Емеле же отвели спальню смежную с моей, на случай если ему внезапно понадобится моя помощь. Хиршман поначалу обмолвился, не заселить ли нас с Лебедевым вместе, но я заверил, что при необходимости смогу оказаться рядом достаточно быстро.
– Я в соседней, – сообщил я и махнул головой чуть правее, когда мы с Емельяном остановились возле двери, ведущей в его спальню. – Надеюсь, все будет в порядке, но в крайнем случае, ты знаешь, где меня искать.
– Спасибо, – поблагодарил он, чуть улыбнувшись, а затем скрылся внутри.
Я принял душ и сразу лег в постель, однако сон ко мне не шел, хотя усталость давала о себе знать. За ужином я обратил внимание, как Емельян украдкой то и дело на меня подглядывал, наверное, полагая, что ему удавалось оставить свой жест незамеченным. Я не придал особого значения, но сейчас, лежа в кровати, вернулся к тому моменту. Первое, о чем я подумал – док все-таки взял инициативу в свои руки и рассказал Емельяну о побочном эффекте приема моей крови. Что же, если так, информацию он воспринял достойно и без паники.

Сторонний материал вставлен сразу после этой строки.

PR #731, opened 2019-07-31
fix(fsengage): Set up Async Storage dependency

Cauldrath:
Aync Storage is a peer dependency of react-native-permissions 1.2.0. This change will install the dependency and include it in the native projects.

This will allow us to revert pinning the version: https://github.com/brandingbrand/flagship/pull/729


bweissbart:
See https://github.com/brandingbrand/flagship/pull/783 -- we don't need to add any code to the templates because react native link seems to handle the native stuff just fine.

PR #735, opened 2019-08-01
fix: escape android app_name

vancehu:
Unfortunately if the name of an app has xml character entities (For example `Bob's demo`), the android build process will crash. Added escaping logic to fix this


bweissbart:
@vancehu - can you please remake this PR against develop?

PR #1692, opened 2020-09-30
chore: upgrade babel-plugin-react-native-web to 0.13.14

bweissbart:


bweissbart:
@Cauldrath - do you mind taking a look at this? I think it's something we'll probably want to go with our RN web upgrade.

Cauldrath (approved):
Seems good. Storybook, compile-web, and ssr all work.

Я прикрыл глаза в новой попытке расслабиться и уснуть, но никак не мог найти удобного положения. Одеяло казалось слишком теплым, простыня слишком скользкой, а тишина вокруг слишком раздражающей. Проворочавшись еще минут десять, я наконец сдался, резким движением отбросил одеяло в сторону, поднялся и наспех натянул футболку и джинсы.
Если ничего не изменилось, на что я надеялся, то док по-прежнему хранил всю самую лучшую выпивку в рабочем кабинете. Бесшумно ступая, так, что в темноте погрузившегося в сон особняка меня едва ли можно было застукать, я спустился вниз и прошмыгнул внутрь. Внутри кабинета пахло полиролью и старыми книгами. Я закрыл глаза и глубоко вздохнул – на мгновение я будто перенесся на полвека назад, когда понятия не имел, что буду делать в своей новой жизни длиной в бесконечность.
Особо не выбирая, я схватил первую подвернувшуюся под руку бутылку, наполнил стакан наполовину и шагнул было в сторону кожаного дивана прямо напротив окна, но помедлил и забрал с собой всю выпивку, чтобы не ходить дважды.
Лунный свет полупрозрачной дорожкой мягко стелился по добротному деревянному полу. Я влил в себя уже две порции и тут же наплескал третью. Подняв стакан перед глазами, я глядел сквозь чайного цвета жидкость, и мысли опять вернули меня к Емельяну Лебедеву и словам, что сказала о нем Тильда.